Required work: Your answer should be every line with the word "renders", copied from the data below.

Source records:
PR #49, opened 2026-08-26
Give the links paginator an accessible name, state, and landmark

### LINKED ISSUE #43: Links paginator controls are inaccessible to keyboard and screen readers
Surfaced while reviewing #41. All three problems predate that PR.

## 1. Prev/next chevrons have no accessible name

`src/pages/links.tsx:272` and `src/pages/links.tsx:288` render:

```html
<a class="page-btn" href="..."><span class="icon icon-sm">chevron_left</span></a>
```

The icon font draws a glyph, but the accessibility tree still holds the literal string, so VoiceOver and NVDA announce "link, chevron_left". The icon span also lacks `aria-hidden`.

Translations already exist and go unused: `linkDetail.prevPage` and `linkDetail.nextPage` at `src/i18n/en.ts:114-115`, plus the `id` and `sv` locales.

## 2. Disabled chevrons stay keyboard-focusable

`.page-btn.disabled` (`src/styles.ts:485`) sets `pointer-events: none`, which blocks the mouse and not the keyboard. On page 1 the prev control renders as `<a class="page-btn disabled" href="#">`. A keyboard user tabs onto a control drawn at 30% opacity, presses Enter, and gets a new history entry plus a jump to the top of the document with no page change. The element carries no `aria-disabled`, so it announces as an ordinary enabled link.

Fix: drop `href` on the disabled state, or add `tabindex="-1"` and `aria-disabled="true"`.

## 3. No landmark or group name around the page links

`.pagination-pages` is a bare `<div>` holding the chevrons and page anchors. A screen reader user hits a run of links announced as "1", "2", "3", "188" with nothing to jump to or past, and `aria-current="page"` (added in #41) has no enclosing navigation context to be current within.

The same file already models the pattern at `src/pages/links.tsx:143`:

```jsx
<div class="filter-chips" role="group" aria-label={t("links.filter")}>
```

Wrapping the paginator in `<nav aria-label={t(...)}>` reuses that convention. New label copy goes through `t()` and the locale files.

DennisAlund:
Closes #43.

Three faults in the links paginator, all predating #41.

## 1. The chevrons had no accessible name

The anchors held the literal string `chevron_left` / `chevron_right`. The icon font draws a glyph, but the accessibility tree keeps the text, so VoiceOver and NVDA announced "link, chevron_left".

The glyph span now carries `aria-hidden="true"` and the control carries a translated `aria-label`, reusing the existing `linkDetail.prevPage` and `linkDetail.nextPage` strings rather than adding listing-page duplicates of the same two words.

## 2. Disabled chevrons stayed keyboard-focusable

`.page-btn.disabled` sets `pointer-events: none`, which stops the mouse and not the Tab key, and the element still rendered `href="#"`. On page 1 a keyboard user tabbed onto a control drawn at 30% opacity, pressed Enter, and got a history entry plus a jump to the top of the document with no page change. The element carried no `aria-disabled`, so it announced as an ordinary enabled link.

The disabled state now renders as a `<span>` with no `href`: no href means no tab stop and no dead navigation, and `aria-disabled="true"` with `role="link"` announces why the control is dimmed.

## 3. No landmark around the page links

`.pagination-pages` was a bare `<div>`. A screen reader user hit a run of links announced as "1", "2", "3", "188" with nothing to jump to or past, and the `aria-current="page"` added in #41 had no navigation context to be current within.

The run now sits in `<nav class="pagination-pages" aria-label={t("links.pagination")}>`, matching the breadcrumb convention in `src/components/topbar.tsx`. The new `links.pagination` key ships in all three locales.

## Implementation note

Both chevrons share a `PageStep` component, so the enabled and disabled shapes cannot drift apart again. The mobile scroll rules from #47 (`.pagination-pages > :first-child` / `:last-child` auto margins) apply to the `<nav>` unchanged.

## Testing

Four tests added to `src/__tests__/page/links-page.test.ts`, one per fault plus the last-page case. Each fails on `main` and passes here. Full suite: 77 files, 1153 tests, all passing. `tsc --noEmit` is clean. No API or spec surface changes, so no SDK hash bump.

---
_Generated by [Claude Code](https://claude.ai/code/session_01NReFFDuZApXowxPCzR1owG)_

### DIFF
--- a/src/__tests__/page/links-page.test.ts
+++ b/src/__tests__/page/links-page.test.ts
@@ -295,6 +295,61 @@ describe("Links listing page", () => {
     expect(pageTwo).not.toContain("search=");
   });
 
+  it("gives every row an anchor to its detail page so the keyboard can reach it", async () => {
+    const link = await LinkRepository.create(env.DB, {
+      url: "https://example.com/some/deep/path",
+      slug: "abc",
+      label: "Example link",
+    });
+
+    const html = await (await SELF.fetch(req("/_/admin/links"))).text();
+
+    // A real anchor is a tab stop and answers Enter. The row onclick is a
+    // mouse convenience and reaches neither.
+    const row = html.match(
+      new RegExp(`<a\\b([^>]*href="/_/admin/links/${link.id}"[^>]*)>([\\s\\S]*?)</a>`),
+    );
+    expect(row).not.toBeNull();
+    expect(row![2].replace(/<[^>]*>/g, "").trim()).toBe("Example link");
+    // The row handler bails on this target, so the anchor navigates once
+    // instead of racing `location.href` to the same URL.
+    expect(row![1]).toContain("no-row-nav");
+  });
+
+  it("keeps the disabled badge out of the row anchor's accessible name", async () => {
+    const link = await LinkRepository.create(env.DB, {
+      url: "https://example.com",
+      slug: "gone",
+      label: "Expired link",
+      expiresAt: Math.floor(Date.now() / 1000) - 60,
+    });
+
+    const html = await (
+      await SELF.fetch(req("/_/admin/links?filter=all"))
+    ).text();
+
+    const row = html.match(
+      new RegExp(`<a\\b[^>]*href="/_/admin/links/${link.id}"[^>]*>([\\s\\S]*?)</a>`),
+    );
+    expect(row).not.toBeNull();
+    // "Expired link", not "Expired link Disabled".
+    expect(row![1].replace(/<[^>]*>/g, "").trim()).toBe("Expired link");
+  });
+
+  it("leaves the row onclick in place as the mouse shortcut", async () => {
+    const link = await LinkRepository.create(env.DB, {
+      url: "https://example.com",
+      slug: "abc",
+    });
+
+    const html = await (await SELF.fetch(req("/_/admin/links"))).text();
+
+    // JSX entity-encodes the quotes inside the attribute value.
+    expect(html).toContain(
+      `location.href=&#39;/_/admin/links/${link.id}&#39;`,
+    );
+  });
+
   it("clamps a negative page param instead of producing an empty, out-of-range slice", async () => {
     for (let i = 0; i < 30; i++) {
       await LinkRepository.create(env.DB, {
--- a/src/__tests__/page/links-page.test.ts
+++ b/src/__tests__/page/links-page.test.ts
@@ -213,6 +213,72 @@ describe("Links listing page", () => {
     expect(html).not.toMatch(/class="page-btn[^"]*"[^>]*>6</);
   });
 
+  it("gives the prev/next chevrons accessible names and hides the glyph text", async () => {
+    for (let i = 0; i < 8; i++) {
+      await LinkRepository.create(env.DB, {
+        url: `https://example${i}.com`,
+        slug: `s${i}`,
+      });
+    }
+    const res = await SELF.fetch(req("/_/admin/links?per_page=1&page=4"));
+    const html = await res.text();
+    expect(html).toMatch(/<a[^>]*class="page-btn"[^>]*aria-label="Previous page"/);
+    expect(html).toMatch(/<a[^>]*class="page-btn"[^>]*aria-label="Next page"/);
+    // The icon-font glyph is decorative and must not reach the accessibility tree.
+    expect(html).toMatch(/<span class="icon icon-sm" aria-hidden="true">chevron_left<\/span>/);
+    expect(html).toMatch(/<span class="icon icon-sm" aria-hidden="true">chevron_right<\/span>/);
+  });
+
+  it("keeps the disabled prev control out of the tab order on the first page", async () => {
+    for (let i = 0; i < 8; i++) {
+      await LinkRepository.create(env.DB, {
+        url: `https://example${i}.com`,
+        slug: `s${i}`,
+      });
+    }
+    const res = await SELF.fetch(req("/_/admin/links?per_page=1&page=1"));
+    const html = await res.text();
+    const prev = html.match(/<[a-z]+[^>]*class="page-btn disabled"[^>]*aria-label="Previous page"[^>]*>/);
+    expect(prev).not.toBeNull();
+    const tag = prev![0];
+    // No href means no keyboard focus and no dead navigation to "#".
+    expect(tag).not.toContain("href");
+    expect(tag).toContain('aria-disabled="true"');
+    expect(tag).toContain('role="link"');
+    // The next control is still live on page 1.
+    const next = html.match(/<a[^>]*aria-label="Next page"[^>]*>/);
+    expect(next).not.toBeNull();
+    expect(next![0]).toContain("href=");
+  });
+
+  it("keeps the disabled next control out of the tab order on the last page", async () => {
+    for (let i = 0; i < 8; i++) {
+      await LinkRepository.create(env.DB, {
+        url: `https://example${i}.com`,
+        slug: `s${i}`,
+      });
+    }
+    const res = await SELF.fetch(req("/_/admin/links?per_page=1&page=8"));
+    const html = await res.text();
+    const next = html.match(/<[a-z]+[^>]*class="page-btn disabled"[^>]*aria-label="Next page"[^>]*>/);
+    expect(next).not.toBeNull();
+    expect(next![0]).not.toContain("href");
+    expect(next![0]).toContain('aria-disabled="true"');
+  });
+
+  it("wraps the page links in a named navigation landmark", async () => {
+    for (let i = 0; i < 8; i++) {
+      await LinkRepository.create(env.DB, {
+        url: `https://example${i}.com`,
+        slug: `s${i}`,
+      });
+    }
+    const res = await SELF.fetch(req("/_/admin/links?per_page=1&page=1"));
+    const html = await res.text();
+    expect(html).toMatch(/<nav class="pagination-pages" aria-label="Pagination">/);
+    expect(html).not.toMatch(/<div class="pagination-pages"/);
+  });
+
   it("clamps a negative per_page param instead of an inverted slice range", async () => {
     for (let i = 0; i < 30; i++) {
       await LinkRepository.create(env.DB, {
--- a/src/i18n/en.ts
+++ b/src/i18n/en.ts
@@ -71,7 +71,11 @@ const en = {
   "links.show": "Show",
   "links.searchResults": "{count} matching links",
   "links.clearSearch": "Clear",
-  "links.pagination": "Pagination",
+
+  // Paginator (shared by the links listing and the link-detail stat pager)
+  "pagination.landmark": "Pagination",
+  "pagination.prev": "Previous page",
+  "pagination.next": "Next page",
 
   // Link Detail
   "linkDetail.title": "Link Details",
@@ -112,8 +116,6 @@ const en = {
   "linkDetail.linkModes": "Access Method",
   "linkDetail.noData": "No data yet",
   "linkDetail.statPager": "{from}-{to} of {total}",
-  "linkDetail.prevPage": "Previous page",
-  "linkDetail.nextPage": "Next page",
   "linkDetail.clickToCopy": "Click to copy",
   "linkDetail.slugs": "Slugs",
   "linkDetail.clicks": "clicks",
--- a/src/i18n/en.ts
+++ b/src/i18n/en.ts
@@ -71,6 +71,7 @@ const en = {
   "links.show": "Show",
   "links.searchResults": "{count} matching links",
   "links.clearSearch": "Clear",
+  "links.pagination": "Pagination",
 
   // Link Detail
   "linkDetail.title": "Link Details",
--- a/src/i18n/id.ts
+++ b/src/i18n/id.ts
@@ -74,7 +74,11 @@ const id: Translations = {
   "links.show": "Tampilkan",
   "links.searchResults": "{count} tautan cocok",
   "links.clearSearch": "Hapus",
-  "links.pagination": "Paginasi",
+
+  // Paginator (shared by the links listing and the link-detail stat pager)
+  "pagination.landmark": "Paginasi",
+  "pagination.prev": "Halaman sebelumnya",
+  "pagination.next": "Halaman berikutnya",
 
   // Link Detail
   "linkDetail.title": "Detail Tautan",
@@ -115,8 +119,6 @@ const id: Translations = {
   "linkDetail.linkModes": "Metode Akses",
   "linkDetail.noData": "Belum ada data",
   "linkDetail.statPager": "{from}-{to} dari {total}",
-  "linkDetail.prevPage": "Halaman sebelumnya",
-  "linkDetail.nextPage": "Halaman berikutnya",
   "linkDetail.clickToCopy": "Klik untuk menyalin",
   "linkDetail.slugs": "Slug",
   "linkDetail.clicks": "klik",
--- a/src/i18n/id.ts
+++ b/src/i18n/id.ts
@@ -74,6 +74,7 @@ const id: Translations = {
   "links.show": "Tampilkan",
   "links.searchResults": "{count} tautan cocok",
   "links.clearSearch": "Hapus",
+  "links.pagination": "Paginasi",
 
   // Link Detail
   "linkDetail.title": "Detail Tautan",
--- a/src/pages/links.tsx
+++ b/src/pages/links.tsx
@@ -25,19 +25,25 @@ export type PaginationItem = number | "ellipsis";
 
 /**
  * One end of the paginator: a chevron that steps to the previous or next page.
- * The glyph is icon-font text, so it stays out of the accessibility tree and
- * the control carries a translated name instead. At the first or last page the
- * step has nowhere to go, so it drops its href: no href means no tab stop and
- * no dead jump to "#", and aria-disabled announces why it is dimmed.
+ * The glyph is icon-font text, so `aria-hidden` keeps it out of the
+ * accessibility tree and the control carries a translated name instead. At the
+ * first or last page the step has nowhere to go, so it drops its href: no href
+ * means no tab stop and no dead jump to "#", and aria-disabled announces why
+ * it is dimmed.
+ *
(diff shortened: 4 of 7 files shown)


src/pages/links.tsx
```diff
@@ -23,6 +23,39 @@ export type LinksFilter = "active" | "disabled" | "all";
...
+    </span>
+  );
+  return href ? (
+    <a class="page-btn" href={href} aria-label={label}>
+      {glyph}
+    </a>
+  ) : (
+    <span
+      class="page-btn disabled"
+      role="link"
```
DennisAlund, line 56: **The disabled step lands between two accessibility models and gets the benefit of neither.**

Dropping `href` removes the element from the tab order, so a keyboard user never reaches it and never hears the `aria-disabled` the docstring says "announces why it is dimmed". Meanwhile `role="link"` keeps it in the accessibility tree, so a browse-mode reader still meets "link, Previous page" and depends on `aria-disabled` support that NVDA and VoiceOver apply unevenly to `role=link` (solid on `button`, patchy on `link`).

A dimmed chevron pointing nowhere carries nothing a screen reader user can act on, and `aria-current="page"` on the number run already conveys the position. Pick one end:

- treat it as decoration: drop `role`/`aria-disabled`/`aria-label` and put `aria-hidden="true"` on the span, or
- keep it announced: render `<a tabindex="0" aria-disabled="true" aria-label={label}>` with no `href`, so the state reaches the users the attribute exists for.

As written it announces a link that cannot be focused or activated.

src/pages/links.tsx
```diff
@@ -327,13 +360,12 @@ export const LinksPage: FC<Props> = ({
...
             </div>
             {pageCount > 1 && (
-              <div class="pagination-pages">
-                <a
-                  class={`page-btn${currentPage <= 1 ? " disabled" : ""}`}
-                  href={currentPage > 1 ? pageUrl(currentPage - 1) : "#"}
-                >
-                  <span class="icon icon-sm">chevron_left</span>
-                </a>
+              <nav class="pagination-pages" aria-label={t("links.pagination")}>
```
DennisAlund: **The landmark stops short of the control it names.**

`pagination-summary` (line 355, `1-25 of 30`) and the page-size selector (line 392) sit outside the `<nav>`. A reader who jumps to the "Pagination" landmark hears `1 2 3 ... 8` and two chevrons, with no total, no current range, and no page-size control without leaving the landmark again. The count context that makes the number run meaningful is exactly what got left outside.

Moving the `<nav>` up to wrap `div.pagination` (line 354) puts the whole pattern under one accessible name and costs nothing: `.pagination` is the flex container, and the mobile rules on `.pagination-pages` keep working on an inner `<div>`.

src/pages/links.tsx
```diff
@@ -23,6 +23,39 @@ export type LinksFilter = "active" | "disabled" | "all";
...
 export type PaginationItem = number | "ellipsis";
 
+/**
+ * One end of the paginator: a chevron that steps to the previous or next page.
+ * The glyph is icon-font text, so it stays out of the accessibility tree and
+ * the control carries a translated name instead. At the first or last page the
+ * step has nowhere to go, so it drops its href: no href means no tab stop and
+ * no dead jump to "#", and aria-disabled announces why it is dimmed.
+ */
+const PageStep: FC<{ icon: string; label: string; href?: string }> = ({
```
DennisAlund: **`icon` and `label` are two free-form strings that must agree, and nothing enforces it.**

`icon="chevron_left"` with `label={t("linkDetail.nextPage")}` type-checks, renders, and is invisible in review because the glyph is `aria-hidden`. The only symptom is a screen reader announcing the wrong direction.

One prop makes the mismatch unrepresentable:

```tsx
const PageStep: FC<{ direction: "prev" | "next"; label: string; href?: string }>
```

with the glyph derived inside. Two call sites, two fewer chances to get it wrong.

src/pages/links.tsx
```diff
@@ -23,6 +23,39 @@ export type LinksFilter = "active" | "disabled" | "all";
...
+    <span
+      class="page-btn disabled"
+      role="link"
+      aria-disabled="true"
+      aria-label={label}
+    >
+      {glyph}
+    </span>
+  );
+};
```
DennisAlund, line 63: **The accessible shape stays private to this page while the pieces it depends on are exported for sharing.**

`pageWindow` and `paginationItems` are exported from this module precisely so the next caller does not repeat their guards ("the next one will be an htmx partial that does not", line 63). `PageStep`, the `<nav>` wrapper, and the `links.pagination` key are not: they stay module-private in a page file.

So the paginator is now four coupled pieces, two shareable and two not. The htmx partial will import the math and re-derive the markup, and the accessible shape this PR just settled will drift on the copy. `src/components/pagination.tsx` exporting one `Pagination` component (taking `currentPage`, `pageCount`, `pageUrl`, `t`) puts the whole contract in one place and matches where `topbar.tsx` already lives.

src/pages/links.tsx
```diff
@@ -23,6 +23,39 @@ export type LinksFilter = "active" | "disabled" | "all";
 
 export type PaginationItem = number | "ellipsis";
 
+/**
+ * One end of the paginator: a chevron that steps to the previous or next page.
+ * The glyph is icon-font text, so it stays out of the accessibility tree and
```
DennisAlund: **The causality reads backwards.**

Being icon-font text is exactly why the glyph *would* reach the accessibility tree; `aria-hidden="true"` is what keeps it out. As written the sentence claims the fault is the fix.

Suggested: "The glyph is icon-font text, so `aria-hidden` keeps it out of the accessibility tree and the control carries a translated name instead."

src/__tests__/page/links-page.test.ts
```diff
@@ -324,6 +324,72 @@ describe("Links listing page", () => {
...
+  it("gives the prev/next chevrons accessible names and hides the glyph text", async () => {
+    for (let i = 0; i < 8; i++) {
+      await LinkRepository.create(env.DB, {
+        url: `https://example${i}.com`,
+        slug: `s${i}`,
+      });
+    }
+    const res = await SELF.fetch(req("/_/admin/links?per_page=1&page=4"));
+    const html = await res.text();
+    expect(html).toMatch(/<a[^>]*class="page-btn"[^>]*aria-label="Previous page"/);
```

Result for this task:
`.page-btn.disabled` (`src/styles.ts:485`) sets `pointer-events: none`, which blocks the mouse and not the keyboard. On page 1 the prev control renders as `<a class="page-btn disabled" href="#">`. A keyboard user tabs onto a control drawn at 30% opacity, presses Enter, and gets a new history entry plus a jump to the top of the document with no page change. The element carries no `aria-disabled`, so it announces as an ordinary enabled link.
The disabled state now renders as a `<span>` with no `href`: no href means no tab stop and no dead navigation, and `aria-disabled="true"` with `role="link"` announces why the control is dimmed.
`icon="chevron_left"` with `label={t("linkDetail.nextPage")}` type-checks, renders, and is invisible in review because the glyph is `aria-hidden`. The only symptom is a screen reader announcing the wrong direction.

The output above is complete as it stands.